Abstract

We analyzed whether insulin resistance (IR) assessed by homeostasis model assessment (HOMA2-IR) index can stratify hepatocellular carcinoma (HCC) risk in patients with chronic hepatitis B virus (HBV) infection. A retrospective cohort of 1696 chronic HBV-infected patients (age: 50.0±7.8years, men=964 [56.8%]) who underwent detailed health checkup program including C-peptide and fasting blood glucose measurement and followed up for more than a year were analyzed. During a median follow-up of 5.0years (range, 1.0-10.5years), 24 patients (1.4%) developed HCC. The HCC incidence rate was higher for patients with higher HOMA2-IR value than those with lower HOMA2-IR value (1.7% vs 0.5% for HOMA2-IR >1.200 vs ≤1.200, P=0.009). HOMA2-IR was a significant factor associated with HCC development in multivariable-adjusted model (HR [95% CI]: 3.25 [1.13-9.31], adjusted for age, sex, cirrhosis, and HBV DNA levels).

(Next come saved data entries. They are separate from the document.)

PR #1320, opened 2026-07-25
minor: add status emoji reactions data model and inbound federation

llun:
Epic 5.1, PR 1 of 3. Adds the storage and inbound-federation half of Misskey/Pleroma-style emoji reactions on statuses. The write API + outbound federation (5.1b) and the picker/chips UI (5.1c) follow.

## The one invariant

**A reaction is never a favourite.** It writes no `likes` row, never touches `CounterKey.totalLike`, and never moves `favourites_count`/`favourited`. Inbound `Like` **with** reaction content becomes a reaction only; a **plain** `Like` stays a favourite, unchanged.

Behaviour change worth calling out: a Misskey `❤` used to land here as an ordinary favourite and inflate `favourites_count`. It now shows as a `❤` reaction chip instead. Existing `likes` rows are **not** migrated — they are indistinguishable from genuine Mastodon favourites in storage, so the historical skew is accepted. Documented under *Intentional divergences* in the compat doc.

## What's in it

**Migration + both schema dumps.** `status_reactions`, PK `(statusId, actorId, name)` — Pleroma/glitch-style multi-reaction rather than Misskey's one-per-actor rule, so a legitimate second reaction is never silently dropped or destructively replaced. Cap of 8 distinct reactions per actor per status (glitch `MAX_REACTIONS` parity), enforced in the mixin for local *and* inbound writes; the cap drops the overflow rather than evicting an earlier reaction, which would desync us from a sender that still believes it stands. `name` is stored colon-free (unicode emoji, local shortcode, or `shortcode@domain`); `url` holds a remote custom emoji's image while local shortcodes resolve live from `customEmojis` so an admin re-upload propagates. Same migration adds nullable `notifications.reactionName`. Both `migrations/schema.sql` and `migrations/schema.sqlite.sql` regenerated from a fresh local PG 17 / SQLite run — additions only, and the PG dump reloads cleanly.

**JSON-LD (the interop safety net).** `CANONICAL_CONTEXT` gains `litepub`, `EmojiReact` and `_misskey_reaction`. Two of the new fixtures genuinely failed before the aliases: an `EmojiReact` typed with the full litepub IRI stayed an IRI, and Misskey's inline-defined `_misskey_reaction` compacted to a CURIE. A fourth case — a sender that emits `_misskey_reaction` *without* defining the term — needed more than an alias: the bundled AS2 context's `@vocab: "_:"` turns an undefined property into a blank node that `stripJsonLdArtifacts` deletes, so the reaction would have silently degraded to a favourite. `normalizeInputContext` now prepends a lowest-precedence extension-term fallback, exactly the trick already used for `security/v1`, so a sender that *does* define the terms still wins.

**Inbound, at both inboxes.**

| Delivered | Per-user inbox | Shared inbox |
|---|---|---|
| `EmojiReact` (FEP-c0e0 / litepub) | reaction | `EmojiReactionJob` |
| `Like` + `content`/`_misskey_reaction` | reaction | `EmojiReactionJob` |
| `Undo` of either | reaction removed | `EmojiReactionJob` |
| plain `Like` | favourite (unchanged) | `null` → 404 (unchanged) |

Plain-`Like` semantics at the shared inbox are deliberately untouched — see *Out of scope* below.

**Remote custom emoji + anti-spoofing.** A `:shortcode:` from a remote sender is namespaced `shortcode@senderdomain`. It is deliberately never stored bare: that would resolve against *our* `customEmojis` table and let a remote actor render any local emoji it names. The tag's `icon.url` is only stored when it is http(s), length-bounded, and served by the **sending actor's own host**; anything else is stored without a URL and renders as text (and is logged). Note this also rejects emoji served from a separate media CDN — the reaction still lands, it just renders as its name.

**Serialization.** Every `Status` carries the same rollups under both ecosystem names — `pleroma.emoji_reactions` (Pleroma/Akkoma; what Husky and the Megalodon-family clients read) and `reactions` (glitch-soc). They are derived from one rollup by one function, so they cannot disagree; a test asserts field-for-field equality. The batch path resolves the whole page — metric statuses *plus* embedded quoted statuses — in **one** grouped query seeded into `reactionsCache`; single-status routes fall back to a per-status lookup, mirroring `getStatusReblogsCount`. An `Announce` wrapper reports empty arrays and the boosted status carries the reactions on `reblog`, exactly as `favourites_count` already behaves.

**Notifications.** New internal `emoji_reaction` type, `groupKey` `emoji_reaction:<status>:<name>`, `reactionName` persisted, and the notifications page renders "reacted with 🔥 to your post".

## Deviations from the plan

1. **The `pleroma:emoji_reaction` type mapping and the `emoji` field landed here, not in 5.1b.** The plan puts them in 5.1b, but 5.1a is where the notification is first *created*, and `internalTypeToMastodon` falls through to `'mention'` by default — so deferring would have shipped a reaction notification that every client renders as a mention. ~15 lines, in both the shared mapping module and the duplicated copy inside `getMastodonNotification`.
2. **`normalizeInputContext` gained an extension-term fallback** (see above). The plan only asked for the `CANONICAL_CONTEXT` aliases; those alone cannot satisfy the plan's own fixture #4. Three existing `normalizeInputContext` expectations were updated for the extra (lowest-precedence) context entry.
3. **`deleteActorStatusReactions` is not implemented.** The plan lists it as a Misskey-style replace helper "unused until 5.1c", and 5.1c's contract is a multi-reaction toggle that does not need it. Left out rather than shipping dead code; trivial to add if 5.1c wants it.
4. **`MAX_REACTIONS_PER_ACTOR` lives in `lib/services/statuses/reactionLimits.ts`**, a dependency-free module next to `pollDurations`, so 5.1c can read the same constant client-side without crossing the server/client module boundary.
5. **Per-user inbox route tests assert dispatch, not rows.** That file mocks its database and every action; the storage semantics (including the explicit "no `likes` row, no `totalLike` bump" assertion) are covered in `lib/actions/emojiReaction.test.ts` against a real database instead.

## Federation fixture evidence

`lib/activities/jsonld/index.test.ts` — all four dialect shapes come out as bare terms after `compactActivityPub`: a litepub-context `EmojiReact`, a full-IRI `EmojiReact` (with its `Emoji` tag surviving), the FEP-c0e0 example verbatim, a real-shaped Misskey `Like` with inline-defined `_misskey_reaction`, and `_misskey_reaction` from a sender that defines nothing. `app/api/inbox/getJobMessage.test.ts` pins the shared-inbox routing table including the plain-`Like` → `null` case; `app/api/users/[username]/inbox/route.test.ts` pins the per-user Like/reaction fork in both directions.

## Verification

`prettier --write .` → `eslint .` (0 errors, 31 pre-existing warnings) → `next build` → `vitest run`: **716 files / 6967 tests green**. Schema-dump sanity: `grep status_reactions` hits both dumps; the SQLite dump loads cleanly via `sqlite3`; the PG dump reloads into a fresh database with `ON_ERROR_STOP=1`.

No UI screenshots: the only visible surface this PR adds is the notification row's verb, and the reaction chips arrive in 5.1c.

## Out of scope (found while reading)

The shared inbox still returns 404 for **plain** `Like`/`Undo{Like}`. Mastodon targets personal inboxes for favourites so nothing is lost today, but any server batching them through `sharedInbox` silently loses favourites. Worth a separate audit + favourite job — this PR deliberately routes only reaction-bearing shapes.

## Review

Three rounds of the sub-agent review loop (fan out across dimensions → each finding handed to an independent skeptic instructed to refute it → address → reply → resolve). **20 findings raised, 6 real defects fixed.** All threads posted inline and resolved.

Round 1 refuted all 11 of its findings; I re-judged them myself and fixed four anyway where the refutation was right on the facts but missed a consequence — notably that a *replayed* reaction produced a fresh notification every time, which neither the finding nor its refutation had considered.

Rounds 2 and 3 found defects that survived refutation:

- **`notifications.groupKey` overflowed `varchar(255)` on PostgreSQL.** The key is a concatenation of a status-id URL and the reaction name, so bounding the name (round 1) did not bound it — my own round-1 commit message claimed it did. A verifier reproduced `ERROR: value too long for type character varying(255)` on a real PG 17. The failure mode was silent and permanent: the reaction row commits in its own transaction, the notification insert then throws, and on retry the idempotency check makes the handler early-return, so the notification is lost for good. **No SQLite test can catch this** — SQLite ignores varchar lengths — so the tests assert the length bound directly instead of relying on the database to reject it.
- **A peer could bind its own image to another instance's emoji namespace.** The image URL was validated against the *sending* host, which is right when the sender uses its own shortcode — but a reaction can arrive already namespaced, and that path took the sender's claim at face value. `evil.test` relaying `:blobcat@good.test:` with an image on `evil.test` passed the check, and since the rollup unwraps one url per `(statusId, name)` group, it could **displace** the real image good.test's own reactors stored.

The association between HOMA2-IR and HCC was markedly attenuated and became no longer statistically significant (HR [95% CI]: 1.93 [0.57-6.51]) when further adjusted for obesity, hypertension, and diabetes. In subgroup analysis, HOMA2-IR value was an independent factor associated with HCC in patients without overt metabolic abnormalities (hypertension, diabetes, and metabolic syndrome) but not for those with overt metabolic abnormalities. Insulin resistance assessed by HOMA2 was associated with the risk of HCC, indicating that HOMA2-IR can be a useful tool for stratifying the risk of HCC in chronic HBV-infected patients, particularly in patients without overt metabolic abnormalities.